As a Queer woman, I’ve been spending a lot of the last couple of days trying to come to terms with what happened in Orlando (and what might have happened at Pride in Los Angeles – an event I almost attended and that many of my friends did attend.) My heart goes out to the victims and their loved ones, and to my community which is once again reminded that despite the civil rights gains that have been made, we are still not safe.
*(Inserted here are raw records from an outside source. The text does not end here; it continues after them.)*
PR #2445, opened 2024-08-28
Update updating step templates page

N-lson:
Reduced to a single screenshot of the dialog and lifted it to the top of the sub-section. I think it makes more sense this way.

## Old
image

## New
image


steve-fenton-octopus (approved):
Nice! LGTM!

PR #2446, opened 2024-08-28
Rework multi-tenant SaaS guide to only one page and reduce screenshots

N-lson:
This guide has way too many screenshots. A lot of them are already shown on other pages, and the samples instance can be used as a more up-to-date reference.

The guide itself isn't that long so it feels more reasonable to keep it all on a single page. Open to thoughts.

Live version of the pages: https://octopus.com/docs/tenants/guides/multi-tenant-saas-application


steve-fenton-octopus (approved):
I agree this is better as one page.

PR #2448, opened 2024-08-29
Refresh tenant types and tags pages

denys-octopus:
- Update screenshots in tenant-tags page
- Update tenant types page


src/pages/docs/tenants/tenant-types.md
```diff
@@ -3,6 +3,7 @@ layout: src/layouts/Default.astro
 pubDate: 2023-01-01
 modDate: 2023-12-07
```
denys-octopus, line 4: I assume we don't need to update `modDate` when only icon is added...

N-lson (approved):

PR #2449, opened 2024-08-29
Consolidate multi-tenant region guides to single page

N-lson:
Changes include:

- Reducing number of screenshots
- Aligning some sections to match the changes made in https://github.com/OctopusDeploy/docs/pull/2446 for the SaaS guides
- Changed the step in "Configure steps to use a worker pool variable" since the old step didn't actually use a worker pool variable on the samples instance

This one is a bit longer than the SaaS one, so I think there's an argument that the "Create infrastructure" (because of the example script) and "Region-specific workers" sections could be split out to their own pages.


steve-fenton-octopus (approved):
LGTM!

PR #2450, opened 2024-08-29
Update tenants sharing guide (not completely)

N-lson:
I didn't update many of the screenshots so that still needs to be done. Hoping the solutions team can take the screenshots since they should be able to edit the demo instance.


steve-fenton-octopus (approved):
LGTM!

PR #2466, opened 2024-09-09
added version warning for bento migrations

benPearce1:
Added warning around version support for bento migrations.
Due to the nature of GA being 1 version behind Cloud, migration from cloud to self hosted is not practically supported.


hnrkndrssn (approved):
LGTM

PR #2476, opened 2024-09-10
Minor language cleanup for custom Octopus Server certificates with K8s Agent

APErebus:
Make it clearer that it's the public key of the root organization CA certificate


kevjt (approved):
lgtm

PR #375, opened 2019-04-08
Adding advice on possible high latency or network congestion in Octopus Cloud

lawrencewilson:

PR #2484, opened 2024-09-15
Update Octopus Cloud Getting Started

goosmurf:
Structure/content changes are individually noted.

Other changes are primarily to match instructions to our current UI.

[sc-82146]

### DIFF
--- a/src/pages/docs/octopus-cloud/getting-started-with-cloud.mdx
+++ b/src/pages/docs/octopus-cloud/getting-started-with-cloud.mdx
@@ -1,7 +1,7 @@
 ---
 layout: src/layouts/Default.astro
 pubDate: 2023-01-01
-modDate: 2024-05-07
+modDate: 2024-09-12
 title: Getting started with Cloud
 navOrder: 5
 description: Learn how to setup your Cloud instance, add users to your instance, and set the maintenance window
--- a/src/pages/docs/octopus-cloud/getting-started-with-cloud.mdx
+++ b/src/pages/docs/octopus-cloud/getting-started-with-cloud.mdx
@@ -110,9 +110,3 @@ We keep your instance of Octopus Cloud up-to-date and running the latest version
 2. In the bottom left corner, look for the Octopus logo, or your Gravatar if you have one setup. 
 3. Click the Octopus logo (or your Gravatar) to open the menu. 
 2. The version is shown under your name.
-
-## Uploading packages to Octopus Cloud servers \{#uploading-packages-to-octopus-cloud-servers}
-
-Factors like geographical distance, network bandwidth, and network congestion may cause package uploads to your Octopus Cloud Server to take longer than expected.
-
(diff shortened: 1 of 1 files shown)


src/pages/docs/octopus-cloud/getting-started-with-cloud.mdx
```diff
@@ -23,78 +23,90 @@ After you create an Octopus account, you can create a new instance of Octopus Cl
...
 5. Review the terms of our customer agreement, privacy policy, and acceptable usage policy.
-6. Click **Agree, deploy my Octopus**!
+6. Click **Start your trial**.
 
 You’ll be taken to the account provisioning screen. Your Octopus Cloud instance should be ready in a minute or so. You’ll receive an email when the instance is ready to use.
 
-When the instance is ready, you’ll see it (and any other instances you have access to) the next time you log in to your Octopus account at [octopus.com/signin](https://octopus.com/signin).
+## Managing Octopus Cloud subscriptions \{#managing-octopus-cloud-subscriptions}
 
-## Uploading packages to Octopus Cloud servers \{#uploading-packages-to-octopus-cloud-servers}
```
goosmurf, line 37: This section was introduced in #375 over 5 years ago. I've taken it out because I don't think it belongs on a "Getting Started" page.

I think in general people understand how networks work, and this note is probably only useful to a customer migrating from self-hosted to Cloud. The context there would be if they were deploying from self-hosted to network-close targets (e.g. on-prem to on-prem, or self-hosted in Cloud to targets within the same Cloud region).

A better place for this might be `Migrating to Cloud`, I might add it back there when I get to that doc.

src/pages/docs/octopus-cloud/getting-started-with-cloud.mdx
```diff
@@ -23,78 +23,90 @@ After you create an Octopus account, you can create a new instance of Octopus Cl
...
+:::div{.hint}
+We are in transition between two systems for managing Octopus Cloud subscriptions. We refer to the new system as Control Center V2, and it replaces the original [Control Center V1](https://octopus.com/control-center). **Accounts** are created in both systems but all new **subscriptions** are created in [Control Center V2](https://billing.octopus.com/).
+:::
 
-Factors like geographical distance, network bandwidth, and network congestion may cause package uploads to your Octopus Cloud Server to take longer than expected.
+You can find all of your Octopus Cloud subscriptions in [Control Center V2](https://billing.octopus.com/).
 
-If you’re having difficulty uploading packages to your Octopus built-in package feed in the default timeout threshold, typically within 5 minutes, you might be affected by one or more of the factors mentioned above. In this case, you can try increasing the timeout threshold of the Octopus CLI or nuget.exe to a value that suits you. We also recommend using the Octopus CLI, **Octopus.Client**, or the **TeamCity Plugin (v4.41.0+)** because they use delta compression.
-
-## Change your password \{#change-your-password}
```
goosmurf, line 43: Moved this down the page as I think it is more important to guide users how to find their instance before worrying about how they should change their password.

steve-fenton-octopus (approved):

PR #2491, opened 2024-09-16
Add Custom certificates support scope message

samdanaei:


dictionary-octopus.txt
```diff
@@ -142,6 +142,7 @@ HKLM
 hostnames
 hotfix
 hotfixes
+Howtousecustomcertificateswith
```
steve-fenton-octopus, line 145: This definitely isn't a word :) I think we need a different fix for this.

samdanaei: Thanks for the help @steve-fenton-octopus

PR #2498, opened 2024-09-16
Change cli link to github releases page.

geoffrichoctopus:
There are old links to the downloads page on octopus.com which is an out of date page and a source of confusion for customers.

Fix these links to direct users to the github releases page for that same cli tool (the deprecated one).


wlthomson (approved):
Thanks for this!

PR #3110, opened 2026-04-17
Update search.json.ts and improve dot-handling

steve-fenton-octopus:
Updates search.json.ts to the most current Accelerator file.

Changes dot-handling:

- Before: octopus.server.exe -> octopusserverexe
- After: octopus.server.exe -> octopus server exe

This takes advantage of the fact that matching "octopus.server.exe" on a page is effectively 3 search query terms matched.


tonykelly-octopus (approved):
lgtm

PR #3112, opened 2026-04-20
Restructure feature toggle documentation

dylanlerch:
Feature toggle documentation is now broken into 3 sections:

- Overview: Introduction, getting started, and misc (default values).
- Targeting: Targeting controls within an environment.
- Providers: List of provider libraries.

There are minimal content changes in here (other than adding a few icons and moving a few lines around where it made sense after the restructure). I'll be following this up with some other PRs to add content for all of the new features that we have added over the past few months.


steve-fenton-octopus (approved):
LGTM!

PR #3116, opened 2026-04-27
Add scoping information for script module permissions

bec-callow-oct:
Script modules are stored as unscoped variable sets so they cannot be accessed by users with environment scoped permissions. This information is missing from the current documentation.

Fixes: FD-249

### DIFF
--- a/src/pages/docs/deployments/custom-scripts/script-modules.md
+++ b/src/pages/docs/deployments/custom-scripts/script-modules.md
@@ -240,6 +240,8 @@ ramifications of changing a Script Module, as well as track down where it has be
 
 ## Permissions
 
+Script modules are represented as unscoped variable sets. This means that the user role must not be scoped to specific environments. 
+
 To be able to access and use the script modules feature you will require the following permissions:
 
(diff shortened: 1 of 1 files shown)


src/pages/docs/deployments/custom-scripts/script-modules.md
```diff
@@ -235,11 +245,13 @@ the Script Module, as well as the Releases that have a snapshot of the Script Mo
 ramifications of changing a Script Module, as well as track down where it has been used in the past.
 
 :::figure
-![](/docs/img/deployments/custom-scripts/images/script-modules-usage.png)
+![Script Modules Usage](/docs/img/deployments/custom-scripts/images/script-modules-usage.png)
 :::
 
 ## Permissions
 
+Script modules are represented as unscoped variable sets. This means that the user role must not be scoped to specific environments.
```
benPearce1, line 253: It feels like this could be a bug, but for the moment, this might be the right callout.

benPearce1 (approved):
Thanks for the cleanup too
👍

PR #3118, opened 2026-04-27
Document OIDC subject claim behaviour

sathvikkumar-octo:
## Summary

When a selected OIDC subject key has no value at runtime (e.g. `tenant` on an untenanted deployment), both the key and the value are dropped from the generated `sub` claim — not just the value. The docs had a format that included a `tenant:` segment that isn't generated for untenanted deployments. Reported internally after an AWS IAM trust policy was configured against the documented format and didn't match the actual subject.

This PR:

- Documents the behaviour around what key/values are generated
- Shows both the tenanted and untenanted resulting subjects, plus a matched example pair on the AWS account page
- Adds the missing `Project Group` key from the subject generator
- Removes `Feed` from the Deployments and Runbooks allowed parts (Feed has its own subject config)

Source of truth: [`OidcSubjectGenerator.cs`](https://github.com/OctopusDeploy/OctopusDeploy/blob/main/source/Octopus.Core/Authentication/OidcSubjectGenerator.cs)

### DIFF
--- a/src/pages/docs/infrastructure/accounts/aws/index.md
+++ b/src/pages/docs/infrastructure/accounts/aws/index.md
@@ -1,7 +1,7 @@
 ---
 layout: src/layouts/Default.astro
 pubDate: 2023-01-01
-modDate: 2025-08-18
+modDate: 2026-04-27
 title: AWS accounts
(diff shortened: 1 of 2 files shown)


steve-fenton-octopus (approved):
LGTM!

PR #3120, opened 2026-04-29
Document NFS storage deprecation in Kubernetes Agent

APErebus:
Added information about the deprecation of bundled NFS storage in Kubernetes Agent v3, including future removal plans and guidance for existing users.


flin-8 (approved):
LGTM

PR #3122, opened 2026-04-30
Tweak Kubernetes agent docs to support v3

APErebus:
We have released the Kubernetes agent v3 which has a slightly different installation dialog so updated some images and tweaked the language.

Apparently `run dev` also regenerated a stack of other images 😠 

image

image

image

image

image

image

Fixes MD-1565


steve-fenton-octopus (approved):
LGTM!

PR #3135, opened 2026-05-07
Octopus Deploy Project configuration in Deploy instance

mattallford:
This PR includes OCL for the configuration of a new project for the docs, in the Deploy instance.

We will be migrating deployments from tenpillars to deploy. These OCL files are in a subdirectory so they don't interfere with the existing OCL for the project in tenpillars.


jbristowe (approved):
LGTM

PR #3141, opened 2026-05-11
docs(argo-cd): publish HelmReplacementPath OCL property + clarify valueFiles handling for Update Image Tags step

vlussenburg:
Two gaps in the [Update Argo CD Application Image Tags](https://octopus.com/docs/argo-cd/steps/update-application-image-tags) doc that bit me on a CaC project.

**The OCL property name for "Helm image tag path" isn't documented.** The UI field is described, but if you're editing `deployment_process.ocl` by hand you need to know it serialises to `HelmReplacementPath` on the package reference (resolved deployment-time as `Octopus.Action.Package[<ref>].HelmReplacementPath`). I found this by reading [`PackageVariables.HelmReplacementPath`](https://github.com/OctopusDeploy/Calamari/blob/main/source/Calamari.Common/Plumbing/Variables/PackageVariables.cs) in Calamari. The OCL save silently strips unknown property names, so guessing `HelmImageTagPath` (or similar) gives no error — the step just runs as a no-op forever. Added an OCL example.

**The "For Helm charts" section reads as if only the chart's default `values.yaml` is touched.** In practice, when `HelmReplacementPath` is set, the step also writes to every file listed in the Application's `spec.source.helm.valueFiles` (see [`HelmUpdater.ProcessHelmSourceUsingStepVariables`](https://github.com/OctopusDeploy/Calamari/blob/main/source/Calamari/ArgoCD/Conventions/UpdateImageTag/HelmUpdater.cs)). Inline `spec.source.helm.valuesObject` is *not* written — worth calling out, since users with valuesObject-based Applications will otherwise chase missing tag bumps. Rewrote the bullets to spell out both code paths and the valuesObject limitation.

Found while debugging an Octopus + Argo CD setup that ran "Success" but reported `Nothing to update for Application` for days — one guessed OCL property, one valuesObject Application.


rain-on (approved):
LGTM

PR #3243, opened 2026-07-15
Upgrade to Astro 7

borland:
Why: Astro 7 is faster than prior versions (The github actions build looks like it takes 9 minutes now, instead of 11+), and it is good to keep on top of dependency updates

Claude made the changes in this PR, and wrote the content below the line

I verified the output using `pnpm dev` and `pnpm preview` and as far as I can see, everything looks as it should.

-----

## What

Upgrades the docs site from Astro 6 to Astro 7 (`astro@^7.0.9`, `@astrojs/mdx@^7.0.3`) and fixes the breaking changes the upgrade surfaced. `pnpm build` completes cleanly (2695 pages, no warnings).

## Changes

- **`Header.astro` — build failure fix.** Astro 7 hands non-inline `<script>` tags to Vite for bundling, which cannot resolve the `/docs/js/modules/theme-switcher.js` **public** asset and failed the build with `UNRESOLVED_IMPORT`. Marked the script `is:inline` so Astro emits it verbatim and the browser resolves it at runtime — consistent with how the rest of the site references its public JS.

- **`astro.config.mjs` — deprecation migration.** `markdown.remarkPlugins` is deprecated in Astro 7. Moved the remark plugins into `markdown.processor: unified({ remarkPlugins })` from `@astrojs/markdown-remark`, and added that package as a direct dependency (it's now imported by the config; previously only transitive).

- **`astro.config.mjs` — config cleanup.** Hoisted `trailingSlash: 'never'` to the top level, where it's actually honored (it was previously nested under `markdown` and silently ignored), and removed the dead `extendDefaultPlugins` option (a no-op since Astro 2).

## Testing

`pnpm build` — passes, exit code 0, 2695 pages built, no deprecation or config warnings.

### DIFF
--- a/astro.config.mjs
+++ b/astro.config.mjs
@@ -9,6 +9,7 @@ import llmMdEmitter from './src/integrations/llm-md-emitter.ts';
 // https://astro.build/config
 export default defineConfig({
     site: 'https://octopus.com',
+    compressHTML: true, // preserve astro v6 behavior - https://docs.astro.build/en/guides/upgrade-to/v7/
     integrations: [
         mdx(),
         llmMdEmitter()
--- a/astro.config.mjs
+++ b/astro.config.mjs
@@ -1,6 +1,7 @@
 import remarkDirective from 'remark-directive';
 import remarkHeading from 'remark-heading-id';
 import { defineConfig } from 'astro/config';
+import { unified } from '@astrojs/markdown-remark';
 import mdx from '@astrojs/mdx';
 import { attributeMarkdown, wrapTables } from '/src/themes/octopus/utilities/custom-markdown.mjs';
 import llmMdEmitter from './src/integrations/llm-md-emitter.ts';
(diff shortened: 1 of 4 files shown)


team-marketing-branch-protections:
Pull request environment is available at https://stoctodocspr3243.z22.web.core.windows.net.

You can view the [ephemeral environment status in Octopus Deploy](https://deploy.octopus.app/app#/Spaces-2095/projects/docs-microsite/ephemeral-environments?page=1&environmentName=pr3243&status=all).

enf0rc3:
Heads up on the Astro 6→7 upgrade: v7 changes the default compressHTML to JSX-style whitespace stripping, which removes whitespace between inline elements in `.astro` templates (our .md/.mdx content is unaffected). 

I've spotted the difference in the breadcrumbs — the crumbs tighten up around the chevron separators since .site-breadcrumbs li is display: inline and relied on source whitespace for spacing. 

It's site-wide as breadcrumbs render on every docs page, and the top nav is likely affected too. 

Screenshots below — if the spacing isn't acceptable we can set `compressHTML: true` to restore the v6 behaviour.

image

More visible when swapping between tabs:
- [original](https://octopus.com/docs/installation/requirements)
- [changes](https://stoctodocspr3243.z22.web.core.windows.net/docs/installation/requirements)

borland:
Thanks @enf0rc3. I've updated the astro config to restore the v6 behaviour. If you refresh the ephemeral environment at https://stoctodocspr3243.z22.web.core.windows.net/docs/installation/requirements you can see it now matches the original

steve-fenton-octopus (approved):
Tested on the ephemeral environment. Looks good to go.

enf0rc3 (approved):
Looks good, thanks for fixing the spacing issue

I’m struck and saddended by how quick people are to respond to this with the same stigma and erasure that perpetuates this kind of violence in the first place – Ignoring (and suggesting that everyone ignore) the fact that his target was Queer and Trans people, ignoring the fact that he didn’t just attack a Queer and Trans gathering place, he attacked a Queer and Trans gathering place on a night specifically dedicated to celebrating Latinx culture, and how many of the victims were Queer and Trans People of Color, who experience violence at higher rates. I’m frustrated and angry with people trying to use this to stoke the fires of dangerous Islamophobia including an attempt to pit two oppressed groups against each other, completely erasing the existence of Queer and Trans Muslims in the process. This is why it’s so important to do our activism from an intersectional perspective.
I’m also frustrated and angered at politicians and others who, today, tweet their sorrow about the victims, while they spend their time, energy, money every other day working to keep Queer and Trans people as second class citizens, trying to convince people that our mere existence is a threat to society, to “traditional” families, and to people in restrooms. As if that message doesn’t perpetuate this kind of violence. Do me a favor – keep your sorrow, change your behavior.
As a fat queer woman I see parallels between my treatment as a queer person and my treatment as a fat person, and one of those is in the ways that, as both a queer and fat activist I’ve often been told that a problem I’m bringing up is not worth talking about – that it’s too small to worry about, that the activism isn’t worth doing. And that’s crap. First of all, I don’t think that discouraging activism is a helpful ever, but we need to remember that the small things are what creates an environment that allows the big things to happen.
We can no longer afford to bury our heads in the sand and pretend that the “big things” – being hired less and paid less, receiving sub-par medical treatment, being the victims violence and more – aren’t the naturally occurring consequences of living in a society, including a government, that suggests in so many subtle and not-so-subtle ways that some of us should be treated as second class citizens, that calls us threats to the “traditional” family, and “epidemics,” that wages war (encouraging everyone to join in) against citizens because of our size, that suggests that some of us are deserving of shame, stigma, bullying, and harassment, that it’s actually for our own good, and the good of society. When we tolerate these messages, when we tolerate the cyberbullying that is absolutely rampant, when we tolerate any small bits of bigotry, we are helping to create an environment that breeds ever larger, more dangerous demonstrations of that same bigotry. Nobody can do everything, nobody is obligated to do activism of any kind, but every bit of activism is valuable and important, and doing that activism intersectionally is critical.